Per fortuna, l'episodio è avvenuto davanti alla proprietà di una famiglia che Tina conosce e presso cui eravamo stati in visita il giorno prima. Il signor Daholy, infatti, vista la scena e i miei gesti impacciati, mi si avvicina con un paio di forbici. Io depongo a terra trolley e zainetto, frugo nelle tasche, estraggo la chiave della valigetta e finalmente, aprendo il beauty-case riesco a trovare le forbicine per le unghie.
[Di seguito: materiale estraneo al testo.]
PR #1009, opened 2019-02-23
Universal algebra: Definition of algebra

andreaslyn:
This is the second universal algebra pull request. The first one: https://github.com/HoTT/HoTT/pull/1007

### DIFF
--- a/theories/Classes/interfaces/ua_algebra.v
+++ b/theories/Classes/interfaces/ua_algebra.v
@@ -1,0 +1,197 @@
+(** This file defines [Algebra]. *)
+
+Require Export
+  Coq.Unicode.Utf8
+  HoTT.Classes.implementations.ne_list
+  HoTT.Classes.implementations.family_prod.
+
+Require Import
+  HoTT.Basics.Overture
+  HoTT.Types.Record
+  HoTT.Types.Sigma
+  HoTT.Types.Arrow
+  HoTT.Types.Forall
+  HoTT.Types.Universe
+  HoTT.HSet
+  HoTT.Classes.interfaces.abstract_algebra
+  HoTT.Classes.implementations.list.
+
+Import ne_list.notations.
+
+Declare Scope Algebra_scope.
+
+Delimit Scope Algebra_scope with Algebra.
+
+Open Scope Algebra_scope.
+
+Definition SymbolType_internal : Type → Type := ne_list.
+
+(** A [Signature] is used to characterise [Algebra]s. In particular
+    a signature specifies which operations (functions) an algebra for
+    the signature is expected to provide. A signature consists of
+    - A type of [Sort]s. An algebra for the signature must provide
+      a type for each [s : Sort].
+    - A type of function symbols [Symbol]. For each function symbol
+      [u : Symbol], an algebra for the signature must provide a
+      corresponding operation.
+    - The field [symbol_types σ u] indicates which type the operation
+      corresponding to [u] should have. *)
+
+Record Signature : Type := BuildSignature
+  { Sort : Type
+  ; Symbol : Type
+  ; symbol_types : Symbol → SymbolType_internal Sort }.
+
+(** We have this implicit coercion allowing us to use a signature
+    [σ:Signature] as a map [Symbol σ → SymbolType σ]
+    (see [SymbolType] below). *)
+
+Global Coercion symbol_types : Signature >-> Funclass.
+
+(** A single sorted [Signature] is a signature with [Sort = Unit]. *)
+
+Definition BuildSingleSortedSignature (sym : Type) (arities : sym → nat)
+  : Signature
+  := BuildSignature Unit sym (ne_list.replicate_Sn tt o arities).
+
+(** Let [σ:Signature]. For each symbol [u : Symbol σ], [σ u]
+    associates [u] to a [SymbolType σ]. This represents the required
+    type of the algebra operation corresponding to [u]. *)
+
+Definition SymbolType (σ : Signature) : Type := ne_list (Sort σ).
+
+(** For [s : SymbolType σ], [cod_symboltype σ] is the codomain of the
+    symbol type [s]. *)
+
+Definition cod_symboltype {σ} : SymbolType σ → Sort σ
+  := ne_list.last.
+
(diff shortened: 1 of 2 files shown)


spitters:
LGTM.
@SkySkimmer what do you think?

theories/Classes/interfaces/ua_algebra.v
```diff
@@ -0,0 +1,213 @@
...
+Definition arity_symboltype {σ} : SymbolType σ → nat
+  := length o dom_symboltype.
+
+(** An [Algebra] must provide a family of [Carriers σ] indexed by
+    [Sort σ]. These carriers are the "objects" (types) of the algebra. *)
+
+(* [Carriers] is a notation because it will be used for an implicit
+   coercion [Algebra >-> Funclass] below. *)
+
+Notation Carriers := (λ σ, Sort σ → Type).
```
SkySkimmer: Why not `Notation Carriers σ := (Sort σ -> Type).`? I don't think you need to generate the beta redexes.

theories/Classes/interfaces/ua_algebra.v
```diff
@@ -0,0 +1,213 @@
...
+(** An [Algebra σ] for a signature [σ] consists of a family [carriers :
+    Carriers σ] indexed by the sorts [s : Sort σ], and for each symbol
+    [u : Symbol σ], an operation of type [Operation carriers (σ u)],
+    where [σ u : SymbolType σ] is the symbol type of [u]. For each
+    sort [s : Sort σ], [carriers s] is required to be a set. *)
+
+Record Algebra {σ : Signature} : Type := BuildAlgebra
+  { carriers : Carriers σ
+  ; operations : ∀ (u : Symbol σ), Operation carriers (σ u)
+  ; hset_carriers_algebra : ∀ (s : Sort σ), IsHSet (carriers s) }.
```
SkySkimmer: Why do we require carriers to be sets?

theories/Classes/interfaces/ua_algebra.v
andreaslyn: You are right. Good catch.

theories/Classes/interfaces/ua_algebra.v
andreaslyn: It was more convenient for my work. But it is more generic to remove the set requirement from the algebra definition, and add `IsTruncAlgebra` and `IsHSetAlgebra` typeclasses. I am working on it.

andreaslyn:
@SkySkimmer @spitters what do think about it now?

theories/Classes/interfaces/ua_algebra.v
```diff
@@ -0,0 +1,213 @@
...
+Lemma issig_algebra (σ : Signature) : SigAlgebra σ <~> Algebra σ.
+Proof.
+  unfold SigAlgebra.
+  issig (@BuildAlgebra σ) (@carriers σ) (@operations σ).
+Defined.
+
+(** To find a path between two algebras [A B : Algebra σ] it suffices
+    to find a path between the carriers and the operations. *)
+
+Lemma path_algebra `{Funext} {σ : Signature} (A B : Algebra σ)
```
SkySkimmer: You shouldn't need funext for this now that the record doesn't contain `IsHSet`.
Also the proof may be cleaner done in direct style (destruct A, B then the equality proofs) rather than through the issig lemma.

theories/Classes/interfaces/ua_algebra.v
spitters: I'm not yet convinced that that would be right generalization.
Higher universal algebra would be something like:
https://www.irif.fr/_media/rencontres/pps2018/finster.pdf
But that's not what this formalization is about.

Of course, it might simplify the formalization of one can freely remove the set restriction.

mikeshulman: Yeah, simply removing the truncation axiom from (say) a group doesn't give you the *right* notion of "higher group".  But it does give you a notion of (say) "wild group" that might nevertheless be useful for some purposes, like [wild categories](https://ncatlab.org/homotopytypetheory/show/wild+category) are.

andreaslyn: I have just implemented set-level universal algebra, but it makes sense to have the right definition of algebra to allow for extending with higher universal algebra.

I have looked at https://www.irif.fr/_media/rencontres/pps2018/finster.pdf, but I am still not sure what the right definition is. Does it require a lot of changes to the current definition?

spitters: Yes, I think it will require a lot of work.
However, as Mike suggest wild structures may be interesting, so if there's an easy way to remove the set level restriction it may be worth it. Otherwise, leave it for future work.

spitters: @ericfinster may have a quick suggestion about the usefulness of "wild" universal algebra.

andreaslyn: Removing the set level restriction is mostly straight forward. Then I can add `IsHSetAlgebra` arguments where the set level restriction is assumed.

theories/Classes/interfaces/ua_algebra.v
andreaslyn: Thanks. The proof is much cleaner now.

theories/Classes/interfaces/ua_algebra.v
ericfinster: Yes, I agree that "wild" structures can be very interesting.  Wild monoids (what topologists call H-spaces) have played a historically important role in topology and there are many beautiful theorems about them.  To some extent, it is even more surprising and interesting when we find objects which admit a structure of some finite level of coherence but cannot be completely to fully coherent one.  And there are examples of this in the literature.  The important thing is rather to understand the difference and not confuse the two things.

mikeshulman: Note that a "wild group" is also known as a grouplike associative H-space.  So there are certainly uses for some wild algebraic structures at least!  Also in the special case of theories without axioms, a wild structure is trivially the same as a coherent one.

Fully coherent higher universal algebra would almost certainly require a totally different approach along the lines of Eric's work.

PR #1010, opened 2019-02-27
Universal algebra: Homomorphism and isomorphism.

andreaslyn:
This is the third universal algebra pull request. The two previous pull requests are:

- https://github.com/HoTT/HoTT/pull/1007
- https://github.com/HoTT/HoTT/pull/1009


andreaslyn:
The proof of `path_operations_equiv` is using `rewrite` and `transport_forall_hammer`, hence is left opaque. This makes for a short proof, but now that paths in algebra are not necessarily propositions, maybe it is better to avoid `transport_forall_hammer` and `rewrite` and make the proof transparent. What do you think?

theories/Classes/theory/ua_homomorphism.v
```diff
@@ -0,0 +1,391 @@
...
+    a homomorphism if for each function symbol [u : Symbol σ], it is
+    [OpPreserving (u^^A) (u^^B)] with respect to the algebra
+    operations [u^^A] and [u^^B] corresponding to [u]. *)
+
+  Definition IsHomomorphism : Type
+    := ∀ (u : Symbol σ), OpPreserving (u^^A) (u^^B).
+
+  Global Instance trunc_is_homomorphism `{Funext} {n : trunc_index}
+    `{!IsTruncAlgebra n.+1 B}
+    : IsTrunc n IsHomomorphism.
```
SkySkimmer: Do we usually make all the arguments implicit for this sort of lemma?

theories/Classes/theory/ua_homomorphism.v
```diff
@@ -0,0 +1,391 @@
...
+
+Lemma path_hset_homomorphism `{Funext} {σ} {A B : Algebra σ} `{!IsHSetAlgebra B}
+  (f g : Homomorphism A B) (p : def_hom f = def_hom g)
+  : f = g.
+Proof.
+  apply (path_homomorphism _ _ p). apply path_ishprop.
+Defined.
+
+(** [f : Homomorphism A B] is an isomorphism if for each [s : Sort σ],
+    [f s] is both an embedding and a surjection. *)
```
SkySkimmer: Why is an isomorphism not just a homomorphism which is also an equivalence?

theories/Classes/theory/ua_homomorphism.v
andreaslyn: There is an explicit `f : ∀ s, A s → B s` argument in the top of the section. Is there another argument that ought to be explicit here?

SkySkimmer: Was reading too fast

theories/Classes/theory/ua_homomorphism.v
andreaslyn: Before an isomorphism was a homomorphism which is both an injection and a surjection for each sort. Now that algebra carriers are not always sets I changed it to embedding and surjection for each sort, but it is clearly better to define it as a homomorphism which is an equivalence for each sort.

mikeshulman: I would tend to argue that the latter is a better definition even for sets... (-:

andreaslyn: I have changed it now. It simplifies some proofs a lot.

theories/Classes/theory/ua_homomorphism.v
```diff
@@ -0,0 +1,334 @@
...
+  Qed.
+End hom_compose.
+
+(** If [f : ∀ i, F i <~> G i] is a family of equivalences,
+    then by function extensionality composed with univalence there is
+    a path [F = G]. *)
+
+Definition path_equiv_family `{Univalence} {I : Type}
+  {F G : I → Type} (f : ∀ i, F i <~> G i)
+  : F = G
```
SkySkimmer: Not sure that this is worth its own definition.

theories/Classes/theory/ua_homomorphism.v
```diff
@@ -0,0 +1,334 @@
...
+  Defined.
+End is_homomorphism.
+
+(** Given algebras [A B : Algebra σ] a homomorphism [Homomorphism A B]
+    is a family of functions [f : ∀ (s : Sort σ), A s → B s] where
+    [IsHomomorphism f] holds. *)
+
+Record Homomorphism {σ} {A B : Algebra σ} : Type := BuildHomomorphism
+  { def_hom : ∀ (s : Sort σ), A s → B s
+  ; is_homomorphism_hom : IsHomomorphism def_hom }.
```
SkySkimmer: Why go with the bundled approach here vs staying with raw function arguments + ishomo instances?

andreaslyn: I feel like the bundled approach gives clearer interfaces. Is there an advantage to the alternative?

theories/Classes/theory/ua_homomorphism.v
andreaslyn: It is also referred to in the documentation. Would it be OK to make it a local notation instead?

theories/Classes/theory/ua_homomorphism.v
andreaslyn: What is the experience with `IsEquiv` and `Equiv`? Is it good to have both, or would one of them have been enough/better?

mikeshulman: It is good to have both.

andreaslyn: I am considering making `IsHomomorphism` a typeclass. `IsHomomorphism` is not always a proposition, so are there any problems related to this?

Does it make sense to keep the bundled `Homomorphism`, and implement two versions of some functions, one version with `Homomorphism` argument and another version with raw function + `IsHomomorphism` arguments?

mikeshulman: I wouldn't expect any significant problems; certainly in the case of most interest when the carriers are sets, it is a proposition.

We do have analogous copies of some functions that use `Equiv` and `IsEquiv`.  I don't think it's ideal, but it is sometimes convenient to have both.

spitters:
LGTM. @SkySkimmer what do you think?

andreaslyn:
I have changed `IsHomomorphism` to a type class and I have changes some `f : Homomorphism` arguments to `f : ∀ s, A s → B s` + `IsHomomorphism f`.

theories/Classes/theory/ua_homomorphism.v
```diff
@@ -0,0 +1,337 @@
...
+  : f = g.
+Proof.
+  apply (path_homomorphism _ _ p). apply path_ishprop.
+Defined.
+
+(** A homomorphism [f : ∀ s, A s → B s] is an isomorphism if for each
+    [s : Sort σ], [f s] is an equivalence. *)
+
+Class IsIsomorphism {σ} {A B : Algebra σ} (f : ∀ s, A s → B s) `{!IsHomomorphism f}
+  := isequiv_carriers_isomorphism : ∀ (s : Sort σ), IsEquiv (f s).
```
SkySkimmer: I would instead write this as `Class IsIso f := { iso_homo :> IsHomo f; iso_equiv :> forall s, IsEquiv (f s) }`

andreaslyn:
I have defined `IsIsomorphism` as suggested by @SkySkimmer. I have also removed the bundled `Homomorphism`.

theories/Classes/theory/ua_homomorphism.v
```diff
@@ -0,0 +1,309 @@
...
+       | [:s:] => λ α β, f s α = β
+       | s ::: y => λ α β, ∀ (x : A s), OpPreserving (α x) (β (f s x))
+       end.
+
+  Global Instance trunc_oppreserving `{Funext} {n : trunc_index}
+    `{!IsTruncAlgebra n.+1 B} {w : SymbolType σ}
+    (α : Operation A w) (β : Operation B w)
+    : IsTrunc n (OpPreserving α β).
+  Proof.
+    intros. induction w; exact _.
```
Alizter: Unneeded intros.

theories/Classes/theory/ua_homomorphism.v
```diff
@@ -0,0 +1,309 @@
...
+    operations [u^^A] and [u^^B] corresponding to [u]. *)
+
+  Class IsHomomorphism : Type
+    := oppreserving_hom : ∀ (u : Symbol σ), OpPreserving (u^^A) (u^^B).
+
+  Global Instance trunc_is_homomorphism `{Funext} {n : trunc_index}
+    `{!IsTruncAlgebra n.+1 B}
+    : IsTrunc n IsHomomorphism.
+  Proof.
+    intros. apply trunc_forall.
```
Alizter: Unneeded intros.

andreaslyn: Thanks.

andreaslyn:
@SkySkimmer what do you think?

PR #1013, opened 2019-03-08
Universal algebra: product algebra

andreaslyn:


theories/Classes/theory/ua_prod_algebra.v
```diff
@@ -0,0 +1,222 @@
...
+     such that [h i s = pr i s ∘ f s], where
+
+    <<
+      pr i = hom_projection_prod_algebra I A i
+    >>
+
+    is the ith projection homomorphism. *)
+
+  Lemma ump_prod_algebra `{!∀ i, IsHSetAlgebra (A i)}
+   : (∀ (i:I), {g : ∀ s, C s → A i s | IsHomomorphism g})
```
andreaslyn: This is a place where I prefer to have bundled homomorphism. Is there another way to fix this?

theories/Classes/theory/ua_prod_algebra.v
```diff
@@ -0,0 +1,222 @@
...
+    <~>
+    {f : ∀ s, C s → ProdAlgebra I A s | IsHomomorphism f}.
```
andreaslyn: This is a place where I prefer to have bundled homomorphism. Is there another way to fix this type?

mikeshulman: I think there are times when you want things to be bundled.  The commonest case is, as in this example, when you're comparing the homotopy types of the bundles.  The unbundled information is already carried by `is_homomorphism_ump_prod_algebra_mapin` and `is_homomorphism_prod_algebra_mapout`.

andreaslyn: Ok thanks.

The current `IsIsomorphism` definition https://github.com/HoTT/HoTT/blob/365cbed0291d3efdf41014c4e2eaf63dec8b3820/theories/Classes/theory/ua_homomorphism.v#L68 makes the bundled homomorphism less attractive because having both `f : Homomorphism A B` and `IsIsomorphism f` in context gives two proofs of `IsHomomorphism f` in context, which seems confusing. One can define a bundled `Isomorphism` to prevent it, but this feels like circumventing the issue rather than fixing it.

Since `IsIsomorphism` is supposed to extend `IsHomomorphism`, I would expect the definition of `IsIsomorphism` to be
```
Class IsIsomorphism {σ} {A B : Algebra σ} (f : ∀ s, A s → B s) `{!IsHomomorphism f}
  := isequiv_isomorphism : ∀ (s : Sort σ), IsEquiv (f s).
```
This fixes the issue. Is there something wrong with this approach?

mikeshulman: This is getting into deeper typeclass waters than I can swim in.

theories/Classes/theory/ua_prod_algebra.v
```diff
@@ -0,0 +1,197 @@
...
+      such that [h i = hom_compose (pr i) f], where
+
+      <<
+        pr i = hom_proj_prod_algebra I A i
+      >>
+
+      is the ith projection homomorphism. *)
+
+ Lemma ump_prod_algebra `{!∀ i, IsHSetAlgebra (A i)}
+   : (∀ (i:I), Homomorphism C (A i)) <~> Homomorphism C (ProdAlgebra I A).
```
andreaslyn: I have reintroduced the bundled homomorphism, which improves on this.

spitters:
LGTM.

andreaslyn:
Does someone want to review this?

spitters:
@mikeshulman @SkySkimmer  ?

theories/Classes/theory/ua_prod_algebra.v
SkySkimmer: >Since IsIsomorphism is supposed to extend IsHomomorphism, I would expect the definition of IsIsomorphism to be

For me extensions generally mean it's a field of the new class, ie
~~~coq
Class IsIsomorphism ... f := {
  ishomomorphism_isomorphism :> IsHomomorphism f;
  isequiv_isomorphism :> ∀ (s : Sort σ), IsEquiv (f s);
}.
~~~
I don't know if it makes things easier or harder for your use case.

andreaslyn: Thanks.

The current way (with `IsHomomorphism` as argument) does correspond to haskell type class inheritance, right?
```
class (IsHomomorphism f) => IsIsomorphism f where
  isequiv_isomorphism : ...
```
Having the base class `IsHomomorphism` as a field reduces the number of arguments to functions with `IsIsomorphism` arguments, but has complications, as explained above. Are there other benefits of having a base class as field?

andreaslyn: In Haskell `f` is required to be type valued, `f : ... -> *`, so maybe the analogy with Haskell type classes breaks a bit there.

Poiché a me tremavano le mani (non potrei mai fare il chirurgo), il signor Daholy ha tagliato con perizia il filo di nylon e ha liberato il delicato addome della kololoki. Nonostante l'emozione del momento, sono riuscito tuttavia a fare un paio di foto, a differenza di quello che mi è capitato il 6 dicembre ad Antsirabe, quando eravamo in partenza per Tanà insieme ad Alessandro ed Ernestina, dove al posto di una farfalla c'era un voro tsihay hany, dai francesi chiamato Martin oiseau. Anche in quel caso, alcuni bambini avevano legato un cordoncino alla zampa del volatile e, presentandosi al mio cospetto come se si aspettassero la mia reazione, guadagnarono la bellezza di 2.000 ariary di mancia, andandosene contenti. In quell'occasione Tina era distante e non ho una documentazione fotografica della liberazione. A mangily, invece, ho fatto tutto da solo, tranne che tagliare il nastrino di nylon e ho molto ringraziato il signor Daholy, per questo. La prossima volta gli porteremo un regalo. Con la liberazione della farfalla, ho capito il motivo per cui dovevo essere lì in quel momento, cioè dovevo andare a Mangily l'otto e il nove gennaio. 

Rientrati a Tulear, il professor Bruno che alloggia al Vahombe da quasi due anni, mi propone di andare ad Andaboy, che i francesi chiamano “Batterie”. Vi ero già stato in moto pochi giorni fa, ma stavolta il professore mi invita ad andarvi a piedi, approfittando della bassa marea. Quattro Km di andata e quattro di ritorno, ritornando in tempo per gli spaghetti, e così, camminando nella melma e guadando un fiumiciattolo che attraversa un tratto di mangrovie, domenica 10 arriviamo in una bella spiaggia che, a detta del professore, è migliore di quella di Mangily. Non ho ancora verificato la trasparenza dell'acqua, ma non ho difficoltà a crederlo. Il fatto che non ci vada nessun vazaha dipende dalle aggressioni subite in passato da alcuni residenti bianchi, tutti francesi. Il primo ebbe il volto sfigurato dalle botte dei ladri, mentre la coppia di giovani francesi di cui ho già fatto cenno fu trovata morta proprio su quella spiaggia, per lo meno il corpo della ragazza. Da quella volta, né i turisti, né i ricchi Karana, la minoranza musulmana, ci vanno più. Ed è un peccato perché, anche se non ci sono chioschi con birra ghiacciata, c'è un bel paesaggio con dune ricche di vegetazione, oltre alla pace necessaria a ritemprare lo spirito, come dice il professore. La presenza dei pescatori che tirano a riva le reti è forse l'unico elemento di disturbo, almeno dal mio punto di vista animalista.

Nella foto, i due coraggiosi esploratori al momento della partenza, muniti entrambi di lefo (lancia) per tenere lontani i malintenzionati. O forse solo per darsi la sicurezza necessaria ad affrontare la temeraria impresa, sempre che i malaso non siano muniti di kalashnikov. E' probabile che tornerò ad Andaboy con il professor Bruno, ma quando avrò capito come intende arrivarvi Tina, se via terra o via fanghiglia, potrei anche decidere di fare il bagno in quelle acque, visto che finora ho provato la maschera solo nel mare torbido di Mangily. Se non ci fossero i banditi in circolazione, Tulear avrebbe una bella spiaggia fra le sue attrattive, ma la paura fa novanta e Mangily, in questo caso, ringrazia.